■ **REQUIRED ACTION**: Search the records for the word "seems" and copy each line in which it appears.

┏━━

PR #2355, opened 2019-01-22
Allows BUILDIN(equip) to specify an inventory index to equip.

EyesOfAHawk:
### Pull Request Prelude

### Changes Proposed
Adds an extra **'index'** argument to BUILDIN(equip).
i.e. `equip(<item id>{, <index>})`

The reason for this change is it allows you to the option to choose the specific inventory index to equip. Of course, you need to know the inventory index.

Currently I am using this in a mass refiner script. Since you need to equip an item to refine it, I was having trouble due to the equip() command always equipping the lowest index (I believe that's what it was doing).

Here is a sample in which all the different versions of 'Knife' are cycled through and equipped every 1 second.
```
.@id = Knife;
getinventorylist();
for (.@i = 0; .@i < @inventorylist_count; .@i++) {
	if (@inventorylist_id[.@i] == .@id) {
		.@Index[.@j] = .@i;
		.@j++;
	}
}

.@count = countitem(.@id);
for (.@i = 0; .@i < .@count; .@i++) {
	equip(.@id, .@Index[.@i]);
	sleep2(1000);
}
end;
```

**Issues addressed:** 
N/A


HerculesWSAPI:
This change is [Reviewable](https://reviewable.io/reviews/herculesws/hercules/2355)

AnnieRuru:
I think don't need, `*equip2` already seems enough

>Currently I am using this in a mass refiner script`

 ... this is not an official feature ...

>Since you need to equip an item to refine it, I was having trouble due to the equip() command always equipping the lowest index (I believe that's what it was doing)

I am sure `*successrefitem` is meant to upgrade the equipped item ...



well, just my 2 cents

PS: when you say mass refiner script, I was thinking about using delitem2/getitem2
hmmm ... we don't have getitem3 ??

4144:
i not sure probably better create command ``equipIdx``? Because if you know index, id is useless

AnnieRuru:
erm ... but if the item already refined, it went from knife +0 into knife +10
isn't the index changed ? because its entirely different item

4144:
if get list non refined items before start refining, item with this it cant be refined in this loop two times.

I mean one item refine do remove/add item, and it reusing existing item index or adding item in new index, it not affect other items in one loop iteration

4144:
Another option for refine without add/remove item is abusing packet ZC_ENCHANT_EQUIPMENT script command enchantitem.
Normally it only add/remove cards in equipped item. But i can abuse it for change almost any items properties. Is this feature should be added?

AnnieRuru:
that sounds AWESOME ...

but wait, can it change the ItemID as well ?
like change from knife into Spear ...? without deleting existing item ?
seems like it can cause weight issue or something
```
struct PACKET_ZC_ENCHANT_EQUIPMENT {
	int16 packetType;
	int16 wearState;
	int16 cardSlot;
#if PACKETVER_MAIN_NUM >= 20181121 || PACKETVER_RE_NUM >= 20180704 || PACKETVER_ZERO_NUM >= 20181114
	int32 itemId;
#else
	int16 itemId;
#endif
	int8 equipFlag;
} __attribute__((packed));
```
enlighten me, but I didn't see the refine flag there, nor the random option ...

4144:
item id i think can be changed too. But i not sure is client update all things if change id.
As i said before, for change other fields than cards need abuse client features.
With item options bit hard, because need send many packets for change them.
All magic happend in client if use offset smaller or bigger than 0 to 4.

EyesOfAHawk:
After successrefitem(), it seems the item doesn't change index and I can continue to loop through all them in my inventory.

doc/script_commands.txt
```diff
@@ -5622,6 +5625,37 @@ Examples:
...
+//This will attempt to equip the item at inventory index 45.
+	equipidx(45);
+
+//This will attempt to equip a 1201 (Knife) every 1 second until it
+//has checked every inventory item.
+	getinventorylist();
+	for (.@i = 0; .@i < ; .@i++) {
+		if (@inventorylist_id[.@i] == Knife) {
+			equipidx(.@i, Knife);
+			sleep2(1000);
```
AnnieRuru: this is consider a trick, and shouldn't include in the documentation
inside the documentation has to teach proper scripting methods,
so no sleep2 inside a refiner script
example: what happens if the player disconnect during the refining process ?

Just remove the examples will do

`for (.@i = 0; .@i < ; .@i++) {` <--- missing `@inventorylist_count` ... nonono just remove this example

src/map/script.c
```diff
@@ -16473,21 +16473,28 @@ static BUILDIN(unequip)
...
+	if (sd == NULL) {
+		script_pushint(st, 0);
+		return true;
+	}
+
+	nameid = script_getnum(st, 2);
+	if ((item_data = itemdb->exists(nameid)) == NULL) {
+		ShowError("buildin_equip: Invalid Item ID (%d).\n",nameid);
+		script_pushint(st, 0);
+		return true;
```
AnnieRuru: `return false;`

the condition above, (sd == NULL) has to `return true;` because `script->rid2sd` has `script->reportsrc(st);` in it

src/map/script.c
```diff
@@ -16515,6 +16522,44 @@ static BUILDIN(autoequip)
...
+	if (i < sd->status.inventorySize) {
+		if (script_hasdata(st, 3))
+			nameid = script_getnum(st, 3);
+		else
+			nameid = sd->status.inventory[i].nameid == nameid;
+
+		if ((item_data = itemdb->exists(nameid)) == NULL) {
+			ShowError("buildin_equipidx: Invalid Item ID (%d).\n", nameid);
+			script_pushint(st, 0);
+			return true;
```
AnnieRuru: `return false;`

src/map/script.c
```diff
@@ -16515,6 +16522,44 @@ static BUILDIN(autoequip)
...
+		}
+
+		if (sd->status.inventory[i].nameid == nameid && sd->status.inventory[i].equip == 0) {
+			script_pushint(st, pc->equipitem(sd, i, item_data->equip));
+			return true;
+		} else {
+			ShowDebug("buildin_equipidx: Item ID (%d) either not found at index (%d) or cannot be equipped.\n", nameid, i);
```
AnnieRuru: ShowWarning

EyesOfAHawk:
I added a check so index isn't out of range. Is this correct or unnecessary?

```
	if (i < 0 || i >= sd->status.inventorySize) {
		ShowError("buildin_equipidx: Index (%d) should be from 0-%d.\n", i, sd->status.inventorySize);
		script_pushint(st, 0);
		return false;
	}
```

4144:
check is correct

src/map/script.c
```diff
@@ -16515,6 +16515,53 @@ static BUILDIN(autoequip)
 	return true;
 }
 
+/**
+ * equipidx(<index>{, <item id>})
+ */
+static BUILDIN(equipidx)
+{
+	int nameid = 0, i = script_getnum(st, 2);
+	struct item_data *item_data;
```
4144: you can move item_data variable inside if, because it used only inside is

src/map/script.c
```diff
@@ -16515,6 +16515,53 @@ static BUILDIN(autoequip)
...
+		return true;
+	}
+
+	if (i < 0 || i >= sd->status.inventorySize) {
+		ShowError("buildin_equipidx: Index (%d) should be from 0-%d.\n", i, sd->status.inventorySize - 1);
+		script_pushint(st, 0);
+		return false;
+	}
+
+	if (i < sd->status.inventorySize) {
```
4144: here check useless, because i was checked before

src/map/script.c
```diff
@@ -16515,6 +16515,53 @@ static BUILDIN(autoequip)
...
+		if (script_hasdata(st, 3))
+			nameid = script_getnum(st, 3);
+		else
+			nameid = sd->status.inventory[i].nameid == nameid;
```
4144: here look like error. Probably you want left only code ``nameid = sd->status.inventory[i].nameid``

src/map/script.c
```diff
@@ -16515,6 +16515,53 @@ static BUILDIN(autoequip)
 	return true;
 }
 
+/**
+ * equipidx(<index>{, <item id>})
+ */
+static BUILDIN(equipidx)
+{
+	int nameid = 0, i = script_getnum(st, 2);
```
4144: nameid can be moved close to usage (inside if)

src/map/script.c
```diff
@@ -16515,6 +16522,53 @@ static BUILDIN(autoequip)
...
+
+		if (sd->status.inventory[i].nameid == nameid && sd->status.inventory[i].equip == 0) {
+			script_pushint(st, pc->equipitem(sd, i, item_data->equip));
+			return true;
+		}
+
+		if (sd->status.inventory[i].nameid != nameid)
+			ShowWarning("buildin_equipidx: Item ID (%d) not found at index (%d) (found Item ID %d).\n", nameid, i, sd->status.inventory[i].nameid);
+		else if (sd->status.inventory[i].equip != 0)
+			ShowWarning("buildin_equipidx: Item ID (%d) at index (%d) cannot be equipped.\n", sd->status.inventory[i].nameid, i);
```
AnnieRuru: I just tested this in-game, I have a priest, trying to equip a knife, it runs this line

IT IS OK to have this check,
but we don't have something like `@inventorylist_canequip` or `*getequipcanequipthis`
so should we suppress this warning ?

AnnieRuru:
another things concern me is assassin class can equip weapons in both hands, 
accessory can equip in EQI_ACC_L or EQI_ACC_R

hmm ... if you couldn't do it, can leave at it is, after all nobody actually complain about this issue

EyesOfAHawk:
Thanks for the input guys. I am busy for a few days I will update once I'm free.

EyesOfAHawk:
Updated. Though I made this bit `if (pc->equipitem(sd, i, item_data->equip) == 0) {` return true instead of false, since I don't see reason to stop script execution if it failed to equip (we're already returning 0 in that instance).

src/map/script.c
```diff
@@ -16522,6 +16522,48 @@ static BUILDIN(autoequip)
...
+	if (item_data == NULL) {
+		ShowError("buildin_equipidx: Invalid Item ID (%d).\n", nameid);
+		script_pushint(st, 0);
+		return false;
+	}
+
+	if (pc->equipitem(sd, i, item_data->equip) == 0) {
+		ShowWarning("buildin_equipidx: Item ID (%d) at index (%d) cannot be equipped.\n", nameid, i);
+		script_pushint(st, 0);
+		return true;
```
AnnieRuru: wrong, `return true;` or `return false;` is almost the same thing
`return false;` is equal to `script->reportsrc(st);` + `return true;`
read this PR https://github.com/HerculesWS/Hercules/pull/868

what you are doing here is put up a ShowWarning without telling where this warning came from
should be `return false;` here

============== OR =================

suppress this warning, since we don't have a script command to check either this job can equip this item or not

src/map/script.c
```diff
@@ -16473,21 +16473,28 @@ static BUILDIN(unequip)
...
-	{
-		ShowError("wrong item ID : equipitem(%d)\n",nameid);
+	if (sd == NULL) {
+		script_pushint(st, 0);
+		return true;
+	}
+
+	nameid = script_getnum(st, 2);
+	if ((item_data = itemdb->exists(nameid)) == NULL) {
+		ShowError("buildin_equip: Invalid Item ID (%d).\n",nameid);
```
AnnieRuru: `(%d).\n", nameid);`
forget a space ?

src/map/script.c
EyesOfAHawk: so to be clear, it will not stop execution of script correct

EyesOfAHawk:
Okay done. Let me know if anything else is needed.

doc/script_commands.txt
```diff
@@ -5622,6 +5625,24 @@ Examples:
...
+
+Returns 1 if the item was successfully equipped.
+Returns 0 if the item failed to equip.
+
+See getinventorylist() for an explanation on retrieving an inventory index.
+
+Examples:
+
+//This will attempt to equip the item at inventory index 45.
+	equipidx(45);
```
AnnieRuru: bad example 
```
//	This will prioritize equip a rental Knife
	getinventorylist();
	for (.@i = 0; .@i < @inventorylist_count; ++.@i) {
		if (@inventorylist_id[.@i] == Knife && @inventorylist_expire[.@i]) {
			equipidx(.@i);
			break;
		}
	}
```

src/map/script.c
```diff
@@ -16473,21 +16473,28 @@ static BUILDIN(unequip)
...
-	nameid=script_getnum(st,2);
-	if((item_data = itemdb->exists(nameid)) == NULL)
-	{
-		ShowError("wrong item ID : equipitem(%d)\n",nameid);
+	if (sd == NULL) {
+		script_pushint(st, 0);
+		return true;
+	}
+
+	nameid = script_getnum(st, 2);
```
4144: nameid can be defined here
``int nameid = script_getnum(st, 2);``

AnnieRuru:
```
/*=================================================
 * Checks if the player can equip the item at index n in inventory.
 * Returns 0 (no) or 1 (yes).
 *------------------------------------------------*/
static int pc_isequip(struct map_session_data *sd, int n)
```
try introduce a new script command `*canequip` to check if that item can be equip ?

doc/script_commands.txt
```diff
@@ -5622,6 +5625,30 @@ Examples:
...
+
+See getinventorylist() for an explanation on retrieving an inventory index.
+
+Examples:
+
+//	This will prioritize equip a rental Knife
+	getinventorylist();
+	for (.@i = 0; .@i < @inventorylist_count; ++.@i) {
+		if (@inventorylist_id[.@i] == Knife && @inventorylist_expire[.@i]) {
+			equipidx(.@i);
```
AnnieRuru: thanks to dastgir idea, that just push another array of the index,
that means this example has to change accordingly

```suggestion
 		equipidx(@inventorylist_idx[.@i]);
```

┗━━

■ **TASK SOLUTION**:
I think don't need, `*equip2` already seems enough
seems like it can cause weight issue or something
After successrefitem(), it seems the item doesn't change index and I can continue to loop through all them in my inventory.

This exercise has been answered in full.